Kitaru repo public under ZenML. Active development, reference Python decorator API + S3-backed artifact store, Pydantic AI integration shipped as the flagship example. Per GitHub — zenml-io/kitaru.
Positioned against Restate as the agent-shaped durable runtime. ZenML's comparison frames Restate as optimized for traditional workflows (strongly consistent virtual objects, journaled event logs) and Kitaru as agent-optimized (versioned artifact storage, artifact lineage, pause/resume aligned with LLM generation cycles). Per ZenML — Kitaru vs Restate.
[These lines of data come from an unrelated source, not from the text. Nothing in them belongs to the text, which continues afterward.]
Issue #305, opened 2019-07-15
"default-shm-size": "1G" conflicts with DGX BaseOS setting


bulldude:
On the DGX BaseOS (tested on 4.1.0) default-shm-size": "1G" set in /etc/systemd/system/docker.service.d/docker-override.conf conflicts with the DeepOps value set in /etc/docker/daemon.json.  

The conflict stops the node from participating in GPU jobs (CPU/MEM still work).   Removing from either and restarting kubelet and docker.service resolves the issue.

Without the change you can run a docker GPU job locally on the DGX, but cannot launch any jobs with kubectl.

dholt:
Should be fixed in https://github.com/NVIDIA/deepops/pull/351

PR #351, opened 2019-10-03
Don't run docker or nvidia-docker roles on DGX

dholt:
DGX OS has its own docker and nvidia-docker setup and we can run into problems if we install over them.

Addresses https://github.com/NVIDIA/deepops/issues/305

### DIFF
--- a/playbooks/docker.yml
+++ b/playbooks/docker.yml
@@ -26,7 +26,9 @@
         # matches: kubespray/roles/container-engine/docker/vars/ubuntu-amd64.yml
         #docker_package: 'docker-ce=18.06.1~ce~3-0~ubuntu'
         docker_package: 'docker-ce=5:18.09.5~3-0~ubuntu-{{ ansible_distribution_release }}'
-      when: ansible_distribution == "Ubuntu"
+      when:
+        - ansible_distribution == "Ubuntu"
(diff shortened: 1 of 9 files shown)


dholt:
I don't know if this is the best solution. Open to suggestions

dholt:
Tested and confirmed this works with:

```
ansible-playbook -l boss-mule -e ansible_product_name=DGX-1 playbooks/nvidia-dgx.yml
ansible-playbook -l boss-mule -e ansible_product_name=DGX-1 playbooks/nvidia-driver.yml
ansible-playbook -l boss-mule -e ansible_product_name=DGX-1 playbooks/nvidia-docker.yml
ansible-playbook -l boss-mule -e ansible_product_name=DGX-1 playbooks/docker.yml
```

lukeyeager:
I've run into this, too. The problem is that DGX configures docker options using systemd files instead of `/etc/docker/daemon.json`:
```console
$ grep dockerd /etc/systemd/system/docker.service.d/docker-override.conf 
ExecStart=/usr/bin/dockerd -H fd:// -s overlay2 --default-shm-size=1G
```
... and Docker (reasonably?) crashes when you try to specify options both there and in the JSON file.

Neither the systemd file approach or the single JSON file approach are very good, IMO. Docker should be using some sort of `parts.d/` dropin file setup to allow multiple packages to configure the daemon.

PR #356, opened 2019-10-22
Add Chrony NTP client playbook, role, and vars

supertetelman:


playbooks/chrony-client.yml
```diff
@@ -0,0 +1,10 @@
+---
```
michael-balint: Add a comment explaining what this does.

config.example/group_vars/all.yml
```diff
@@ -9,6 +9,9 @@
 #nis_domain: example.com
 #nis_server: 10.0.0.1
 
+# NTP configuration
+#chrony_timezone: "Asia/Dubai"
```
michael-balint: `America/Los_Angeles` as default

supertetelman:
Go ahead and merge.

PR #1403, opened 2026-09-09
Spare localusers from the epilog's killall

100milliongold:
## What happens

`epilog.d/41-lastuserjob-ssh` checks `/etc/slurm/localusers.backup` before it touches a user:

```bash
if grep -q -w "$SLURM_JOB_USER" /etc/slurm/localusers.backup ; then
    exit 0  # don't revoke access for these users
fi
```

`epilog.d/40-lastuserjob-processes` does not, even though it is the broader of the two:

```bash
if [ "$SLURM_JOB_USER" != root ]; then
    if killall -9 -u "$SLURM_JOB_USER" ; then
```

`killall -9 -u` reaps **every** process the user owns on that node. That includes an interactive login shell and the `sshd` session carrying it.

So an operator listed in `localusers.backup` — listed there precisely so their access is not cut off — is disconnected the moment their job's epilog runs.

## How we hit it

Two-node cluster where the controller is also a compute node, so the account submitting jobs also has a login shell on a node that runs the epilog.

```
11:09:55  Running /etc/slurm/epilog.d/41-lastuserjob-ssh ...
11:09:55  Running /etc/slurm/epilog.d/42-lastuserjob-cleanup ...
11:10:03  epilog for JobId=2 ran for 8 seconds
```

and on the operator's terminal, at the same moment:

```
Connection to <node> closed by remote host.
```

`40` leaves no log line of its own here, because its `logger` call is inside `if killall ...; then` and `killall` takes down the shell that would have carried the message.

There is a second, downstream symptom. Node Health Check runs `check_ps_service -u root -d sshd sshd`; on a socket-activated `sshd` (Ubuntu 24.04) there is no persistent `sshd` process once the last session dies, so NHC failed 2.5 minutes later:

```
error: health_check failed: rc:1 output:ERROR: nhc: Health check failed:
       check_ps_service: Service sshd (process sshd) owned by root not running
```

That NHC check is arguably wrong on its own for socket activation, and is not addressed here.

## The change

Apply the guard `41` already uses, unchanged in form.

Cleanup behaviour is identical for every user **not** in `localusers.backup`. And with `ProctrackType=proctrack/cgroup` the job's own processes are already reaped by Slurm, so this script is a sweep for strays that escaped the cgroup rather than the primary teardown — skipping it for a handful of operator accounts does not leave the node dirty.

## Verified

Applied to both nodes of the cluster above:

```
guard fires for ubuntu (in localusers.backup)  : YES — killall skipped
guard fires for an ordinary user               : no  — killall still runs
```

## Not changed

`42-lastuserjob-cleanup` has the same asymmetry — it removes the user's files under `/tmp` and `/dev/shm` with no exemption check. Its blast radius is much smaller than `killall -9`, so it is left alone here rather than widened into this PR. Happy to follow up if you would rather the three scripts agree.

### DIFF
--- a/roles/slurm/templates/etc/slurm/epilog.d/40-lastuserjob-processes
+++ b/roles/slurm/templates/etc/slurm/epilog.d/40-lastuserjob-processes
@@ -1,6 +1,18 @@
 #!/usr/bin/env bash
 set -ex
 
+# Sibling 41-lastuserjob-ssh already consults this list before it touches a
+# user, so that operator accounts do not lose access when their job ends.
+# `killall -9 -u` is broader than anything 41 does -- it reaps every process
+# the user owns on this node, including their interactive login shell and its
+# sshd session -- so it has to honour the same exemption.
+#
+# Without this an operator who submits from a login shell on a compute node is
+# disconnected the moment the job's epilog runs.
+if grep -q -w "$SLURM_JOB_USER" /etc/slurm/localusers.backup ; then
+    exit 0  # don't kill these users' login sessions
+fi
+
 if [ "$SLURM_JOB_USER" != root ]; then
     if killall -9 -u "$SLURM_JOB_USER" ; then
         logger -s -t slurm-epilog 'Killed residual user processes'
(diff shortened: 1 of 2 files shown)


100milliongold:
Closing in favour of #1404. This branch was cut from a topic branch rather than `master`, so it carried the two commits already under review in #1391. #1404 has the same change on its own, one file, +12/-0.

PR #8, opened 2014-12-30
fix getChannelsWithUnreads

natesilva:
Instead of checking whether the `unread_count` property exists, check whether it is `> 0`.


natesilva:
To clarify: This fix is needed because `getChannelsWithUnreads` is broken due to a bad assumption in the code about the CoffeeScript question mark operator.

evansolomon:
Nice find

PR #10, opened 2015-01-13
emit "open" event after receive PONG

shokai:
I have a hubot that notify after it has been deployed.
## bug (?)

In following hubot script, first `robot.send` will not be sent.
```coffee
# Description:
#   deply notifer

module.exports = (robot) ->

  robot.send {room: "news"}, "Hubot deployed!"  ## this message will not send

  setTimeout ->
    robot.send {room: "news"}, "wait 5(sec), Hubot deployed!"  ## this is ok
  , 5000
```

## current implementation
node-slack-client emits `open` event after websocket was connected.
hubot-slack adapter receives `open` event, then emit `connected` event.
hubot receives `connected` event from adapter, then load `scripts/*.coffee`.

## fixed
emit `open` event after send PING and receive first PONG

### DIFF
--- a/src/client.coffee
+++ b/src/client.coffee
@@ -99,10 +99,9 @@ class Client extends EventEmitter
     else
       @ws = new WebSocket @socketUrl
       @ws.on 'open', =>
-        @emit 'open'
         @connected = true
         @_connAttempts = 0
-        @_lastPong = Date.now()
+        @_lastPong = null
 
         # start pings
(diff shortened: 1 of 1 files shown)


paulhammond:
Thanks for noticing this and pointing it out with an easy to reproduce bug report.

I've done some digging internally about what went wrong here, and I've taken a slightly different approach to fixing it, which is in #19. We'll get that merged into the next release!

PR #13, opened 2015-01-26
Implement star_added and star_removed

sillygwailo:
Emit the star_added and star_removed events and send along the object of the message that was starred (or had its star removed).

### DIFF
--- a/src/client.coffee
+++ b/src/client.coffee
@@ -342,6 +342,14 @@ class Client extends EventEmitter
       when "error"
         @emit 'error', message.error
 
+      when "star_added"
+        m = new Message @, message
+        @emit 'star_added', m
+
+      when "star_removed"
+        m = new Message @, message
+        @emit 'star_removed', m
+
       when "message"
         # is this the special message we get on reconnect?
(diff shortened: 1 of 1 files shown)


evansolomon:
Seems fine to me but from [this comment](https://github.com/slackhq/node-slack-client/blob/master/src/client.coffee#L319) it seems like maybe these specially-handled events are not meant to be public API's?  I'm not sure though, maybe one of the Slack guys can weigh in.

paulhammond:
[star_added](https://api.slack.com/events/star_added) and [star_removed](https://api.slack.com/events/star_removed) are both documented, supported parts of our public API!

paulhammond:
Oops, I just hit the merge button by mistake and messed up this pull request. I'm sorry about that!

SO: while star_added and star_removed are both documented events, the code here only handled the case where a message was starred. But, other things can be starred in Slack too - including files, file comments, and channels.

I'd love to merge a pull request that handles star_added or star_removed on any of these objects!

paulhammond:
#27 is the follow up pull request

PR #14, opened 2015-01-30
Add Capability to modify messages via the api

fabianthoma:
This adds the capability to edit the messages by calling a method on the message object itself. The send message function on the Client also sends back the message to the caller, this even works in hubot-slack.


paulhammond:
Nice! Thanks for sharing your code!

Pydantic AI integration documented end-to-end. Pydantic published a long-form article on Kitaru as the durable runtime layer under Pydantic AI agents. Per Pydantic — Runtime layer for Pydantic AI agents.
Artifact-versioned failure semantics. An interrupted run becomes a versioned addressable S3 artifact, not a stack trace — developers inspect intermediate outputs, correct faulty assumptions, override a checkpoint, and resume downstream. Per ZenML — Kitaru product page.